Star Schema

Two colleagues discussing data on a tablet in an office, illustrating the use of a Star Schema in database design.

A Star Schema is a database designed for analytics-oriented applications such as data warehouses and dimensional data marts. The design features one or more fact tables containing measurable data related to several dimension tables that hold descriptive data.

Why is Star Schema Design Important?

Decision-support database applications require a flexible design that supports the most common queries. Traditional normalized schemas require more table joins, which use more resources and are slower. By storing all the measurable facts about an entity in a single table, most of the attributes required by an analytic query can come from a single table with optional joins to dimensional tables. Efficiency is gained by applying filtering predicates on the fact table so only a subset of data is involved in any joins, consequently consuming less CPU and memory resources.

If the business uses Online analytics processing (OLAP) cubes, the star schema maps effectively to queries that populate the cube.

The Origins of the Star Schema

Early data warehouses were simply copies of transactional database schemas with additional indexes to support analytic queries. As data warehouse architects such as Ralph Kimball developed the idea of the dimensional schema in the 1990s to simplify analytic queries.

Star Schema Example

As a retailer, you would be interested in what products are selling, who is buying them, and when. To answer these questions, a fact table that links to the dimensions of products, orders, and customers is required. The following describes some typical attributes of these tables:

  • FACT Tabe:
    • Product ID – links to the Product Dimension table
    • Order ID – links to the Dimension table
    • Customer ID – links to Customer table
    • Total Sales – Measure
    • Units Sold – Measure
  • DIMENSION Table Orders contains:
    • Product ID
    • Order details
  • DIMENSION Table Customers contains:
    • Customer ID
    • Customer details

The Disadvantage of the Star Schema vs. Third Normal Form

A fully normalized database schema design has fewer duplicated fields than a Star Schema but tends to require more complex queries because of an increased number of tables. A Third Normal Form database schema requires less storage space because it has fewer redundancies. The Star Schema often takes longer to load with data use due to more data duplication and additional index columns required for foreign keys.
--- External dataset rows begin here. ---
PR #547, opened 2023-02-24
DB-5507-DB-5509: Refactor to remove node-plop

CobyPear:
## What changes were made?
- Refactor functions using node-plop
	- Add action runner
	- Add handlebars instance
	- Refactor addWithDiff to dedupe colliding templates
- Refactor Generators to use new action runner
- Refactor main() to use new generators and action runner
- Refactor unit tests
- Add unit tests where needed

functions in `dedupeTemplates` did not receive unit tests at this time.
Most functions should have TSDoc comments.
API reference was not regenerated.

The CLI should function the same as it did. Note the console output is more enhanced.
Open to any and all feedback here including "we should stick with `node-plop`" 😅 

Unit tests refactored to reflect changes as well as testing the actual CLI locally.

## Additional information
Sorry for the large diff


packages/create-pantheon-decoupled-kit/package.json
```diff
@@ -18,7 +18,6 @@
 		"npm init"
 	],
 	"type": "module",
-	"main": "/dist/bin.js",
```
CobyPear, line 21: This was causing `pnpm link` to fail (and also it comes up as a warning in publint.dev)

packages/create-pantheon-decoupled-kit/src/utils/dedupeTemplates.ts
```diff
@@ -0,0 +1,91 @@
...
+			delete mergedPaths[template];
+			mergedPaths[template] = { base, addon };
+		}
+	}
+	return mergedPaths;
+};
+
+/**
+ * In case there is a template path that exists in two or more generators,
+ * we want to favor the addon. This way, we avoid writing to a
```
backlineint, line 66: I'd agree that favoring addons makes sense, but I do have some questions about the details. Some of this is probably me not being fully in the loop on how addons work.

* If a base generator and and addon generator both operate on recipes.js, does only the addon template end up being added in this case? If that is true, I'm not sure it is 'bad', but it does change some of my assumptions about how addons would have to be structured.
* What happens if there are multiple addons that operate on the same file? Does the last addon win?

backlineint (commented):
Still have some manual testing to do, but submitting a review in the meantime. Didn't see anything that I think must be changed, but did have a few questions.

packages/create-pantheon-decoupled-kit/src/types.ts
```diff
@@ -8,8 +9,91 @@ declare module 'vitest' {
...
+	[key: string]: DataMember | Record<string, DataRecord | DataMember>;
+};
+
+// TYPE PREDICATES
+
+/**
+ * @param arg a variable
+ * @returns true if the variable is a string, false otherwise
+ */
+export const isString = (arg: unknown): arg is string => {
```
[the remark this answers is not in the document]
CobyPear: > This feels too primitive and not something we'd need to create our own type predicate for. 

Yeah, this may be a hasty abstraction. 

> Less verbose?

yes slightly. I'm ok with removing it.

packages/create-pantheon-decoupled-kit/src/utils/dedupeTemplates.ts
CobyPear: > If a base generator and and addon generator both operate on recipes.js, does only the addon template end up being added in this case? 

Yes that is the case here. It's possible that we won't need to do this if we structure add-ons differently, but it seemed like the path of least resistance for now

> If that is true, I'm not sure it is 'bad', but it does change some of my assumptions about how addons would have to be structured.

I'm open to restructuring this if there's another pattern that makes more sense. I'm hoping that moving more things to packages and using more partials will allow us to avoid clashing template files in the first place. I think there's been a bit of a learning curve to use partials so we aren't using them as much as I would like at the moment but they may help solve some things.

> What happens if there are multiple addons that operate on the same file? Does the last addon win?
currently that is the case. We could use a number instead of a boolean for the `addon` property indicating it's priority (lower wins) or something like that in case we want more fine grained control over that, but for now the last called generator wins.

backlineint: Gotcha. I could imagine cases where this behavior could become a problem, but I'm just making stuff up :) Knowing the bounds of this helps, and if this behavior becomes an issue in the future, we can tackle it with a real-world use case.

PR #552, opened 2023-02-27
Fix missing dependency

CobyPear:
## What changes were made?
Handlebars moved to prod dependencies, which is the correct place 😅 

Will push another canary release after this is merged to confirm the fix is working as intended.
## Additional information


mitchellmarkoff (approved):
🕺

PR #85, opened 2023-04-11
build: add deterministic build flavor

Keenuts:
Samples relies on time to compute animations. This means the actual output might vary slightly between runs, adding noise to any measure. This commits adds a build flavor to only allow deterministic behaviors.

Right now, only the timer seem to be a source of non-determinism. Replaced with `frame_count / 60.f` (60fps target) on such builds.

### DIFF
--- a/src/ppx/application.cpp
+++ b/src/ppx/application.cpp
@@ -1682,7 +1682,11 @@ Result Application::CreateShader(const std::filesystem::path& baseDir, const std
 
 float Application::GetElapsedSeconds() const
 {
+#if defined(DETERMINICTIC)
+    return static_cast<float>(mFrameCount * (1.f / 60.f));
+#else
     return static_cast<float>(mTimer.SecondsSinceStart());
+#endif
 }
 
 const KeyState& Application::GetKeyState(KeyCode code) const
--- a/CMakeLists.txt
+++ b/CMakeLists.txt
@@ -24,6 +24,7 @@ set_property(GLOBAL PROPERTY USE_FOLDERS ON)
 # Options.
 # ------------------------------------------------------------------------------
 option(PPX_BUILD_PROJECTS "Build sample projets" ON)
+option(PPX_DETERMINISTIC "Makes BigWheels deterministic" OFF)
 
 # ------------------------------------------------------------------------------
 # Detect DXC presence. This is REQUIRED to compile DXIL and SPIR-V shaders.
@@ -155,6 +156,11 @@ else()
         -Wno-nullability-completeness \
         -Wno-deprecated-anon-enum-enum-conversion")
 endif()
+
+if (PPX_DETERMINISTIC)
+    message("Building deterministic flavor of ${PROJECT_NAME}")
+    add_definitions("-DDETERMINISTIC")
+endif ()
 
 set(CMAKE_CXX_STANDARD 20)
 


src/ppx/application.cpp
```diff
@@ -1682,7 +1682,11 @@ Result Application::CreateShader(const std::filesystem::path& baseDir, const std
 
 float Application::GetElapsedSeconds() const
 {
+#if defined(DETERMINICTIC)
```
vettoreldaniele, line 1685: misspelled define name

vettoreldaniele (changes requested):
What about a runtime command line flag (on top of a build flag, potentially)?

src/ppx/application.cpp
vettoreldaniele: We also usually bring the PPX prefix to defines in the source code too.

Keenuts:
> What about a runtime command line flag (on top of a build flag, potentially)?

I thought of that first, but then realized it might not be the best option for simplicity.
Compile-time switch means we don't need to worry about initialization order (we should parse all flags before calling any method impacted non-deterministic side effects by ex?)
Or we could disable pthread linking, to make sure we have no multi-threading enabled (if this becomes a need)

vettoreldaniele:
> > What about a runtime command line flag (on top of a build flag, potentially)?
> 
> I thought of that first, but then realized it might not be the best option for simplicity. Compile-time switch means we don't need to worry about initialization order (we should parse all flags before calling any method impacted non-deterministic side effects by ex?) Or we could disable pthread linking, to make sure we have no multi-threading enabled (if this becomes a need)

I think just having the parsing in the Application initialization code is enough to guarantee that the majority of sane use cases will be covered. The Application class is normally a singleton that is initialized on a single thread. Whatever the application will do after, even if multi threaded, will use the deterministic clock.

Keenuts:
> > > What about a runtime command line flag (on top of a build flag, potentially)?
> > 
> > 
> > I thought of that first, but then realized it might not be the best option for simplicity. Compile-time switch means we don't need to worry about initialization order (we should parse all flags before calling any method impacted non-deterministic side effects by ex?) Or we could disable pthread linking, to make sure we have no multi-threading enabled (if this becomes a need)
> 
> I think just having the parsing in the Application initialization code is enough to guarantee that the majority of sane use cases will be covered. The Application class is normally a singleton that is initialized on a single thread. Whatever the application will do after, even if multi threaded, will use the deterministic clock.

For the threads, I meant we could completely remove the thread support at build time, as multi-threading brings non-determinism.

vettoreldaniele (approved):
Thanks for the patch!

I don't think we should worry too much about threading for now. Especially for graphics, multithreading does not necessarily (and should not, for a correct application) imply non-determinism. Future automated testing should help in that regard.

src/ppx/application.cpp
```diff
@@ -1682,6 +1682,9 @@ Result Application::CreateShader(const std::filesystem::path& baseDir, const std
 
 float Application::GetElapsedSeconds() const
 {
+    if (mStandardOptions.deterministic) {
+        return static_cast<float>(mFrameCount * (1.f / 60.f));
```
vettoreldaniele, line 1686: I think this may end up non-deterministic across machines due to different rounding modes or other FP flags - but I think a better solution can wait.

Keenuts: Do you mean if we recompile, or the same binary run on 2 machines?
I would be surprised if running the same binary on 2 machines yields different rounding operations. Isn't float rounding spec'd?

Keenuts: (goal here is for multiple runs of the same binary to be deterministic, not across builds)

vettoreldaniele: Rounding mode can be set both at runtime (https://en.cppreference.com/w/c/numeric/fenv/feround) or at compile time (with compiler flags). I don't know if there are more knobs at the system level that can play a role. I don't know how much of a problem this is but it's worth keeping in mind as a potential source of non-determinism.

vettoreldaniele: If the goal is same binary on the same system, we are good. Same binary on different systems may be a problem yet uncommon I bet (e.g. a library calling the rounding mode setter or a system-level knob, if it exists).

s-perron: > Isn't float rounding spec'd?

That depends on the compile time options that are used. If you are using any form of fast math, the compiler could change the order of operations, to give different results. Even on the same machine, clang and gcc could return different results.

However, I would not worry about that for now.

Keenuts: > That depends on the compile time options that are used.

That for sure, but I meant if x86's divss & cvttss2si producing the same result on AMD or M1 through rosetta by ex. But yes, agree it's not that important for now.

> Rounding mode can be set both at runtime (https://en.cppreference.com/w/c/numeric/fenv/feround) 

Oh didn't knew that! thanks!

PR #86, opened 2023-04-11
materials: add flags to select default aspect

Keenuts:
The sample can show some models using different shaders/materials. This commit adds command line options to define the default selection of shader/material/mesh to render.
This is useful to control the behavior of the app in headless mode.

### DIFF
--- a/projects/15_basic_material/main.cpp
+++ b/projects/15_basic_material/main.cpp
@@ -481,11 +481,11 @@ void ProjApp::Setup()
     }
 
     const auto& cl_options = GetExtraOptions();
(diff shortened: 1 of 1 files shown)


projects/15_basic_material/main.cpp
```diff
@@ -480,6 +480,14 @@ void ProjApp::Setup()
         }
     }
 
+    const auto& cl_options = GetExtraOptions();
+    mMaterialIndex         = cl_options.GetExtraOptionValueOrDefault<int32_t>("material-index", 0);
```
vettoreldaniele, line 484: You can use `uint32_t` since the index variables are unsigned

Keenuts: Ah yes, thanks!

PR #87, opened 2023-04-11
Update setup-windows10-sdk action to latest version

vettoreldaniele:
Fixes a Github Actions warning.


Keenuts:
What was the warning btw? for future reference if we find this again?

The Advantage of Using a Columnar Database With a Star Schema

A columnar database stores the records of a relational table as columns, unlike a traditional relational database system, which stores a table row as a single record. In the case of a Star Schema, the fact table can get pretty broad as the number and length of attributes about the entity grow. Most queries only need a handful of attribute fields from the fact table. The columnar approach only accesses those few columns, unlike a row-based database that requires the whole row to be loaded into memory before it can be scanned for necessary column values. Because the entire row is usually considerably longer than the selected columns, the memory footprint is far larger, typically resulting in slower queries. The columnar database has a built-in primary key index, which is commonly the sort order of the table, saving more precious cache and RAM storage. The bottom line is that the columnar database structure nicely complements the Star Schema design.

Actian Vector Provides Schema Flexibility

The Vector columnar database can be used to deploy a star schema model for benchmark workloads such as the TPC-D. However, this is not a requirement, as you can even choose to use a denormalized schema with all columns in a single wide table. Combining column-based access and min-max indexes can make queries against a single large denormalized table highly efficient for some workloads. Vector will still run queries faster than traditional databases that use a row store, whether you choose a star schema, snowflake schema, a normalized, or a denormalized schema.

FAQ

A star schema is a database design for analytics applications featuring one or more fact tables containing measurable data surrounded by dimension tables that hold descriptive data, creating a star-like structure.

The main components are fact tables that store measurable data (like total sales and units sold) and dimension tables that provide descriptive context (like product details, customer information, and order data), linked together through foreign keys.

A star schema has more duplicated fields and requires more storage space but enables simpler, faster queries, while third normal form is fully normalized with fewer redundancies but requires more complex queries due to increased table joins.

Star schema design supports flexible, efficient analytic queries by storing all measurable facts in a single table, reducing the number of table joins required and consuming less CPU and memory resources compared to traditional normalized schemas.

A retail star schema might include a fact table tracking total sales and units sold, linked to dimension tables for products (product details), orders (order details), and customers (customer details) to analyze what products are selling, who is buying them, and when.

Data warehouse architect Ralph Kimball developed the dimensional schema concept in the 1990s to simplify analytic queries.

Columnar databases complement star schemas by accessing only the needed columns rather than loading entire rows into memory, resulting in a smaller memory footprint, faster queries, and more efficient use of cache and RAM storage.

No, Actian Vector provides schema flexibility and can efficiently handle star schema, snowflake schema, normalized, or even fully denormalized single-table designs while still delivering faster query performance than traditional row-store databases.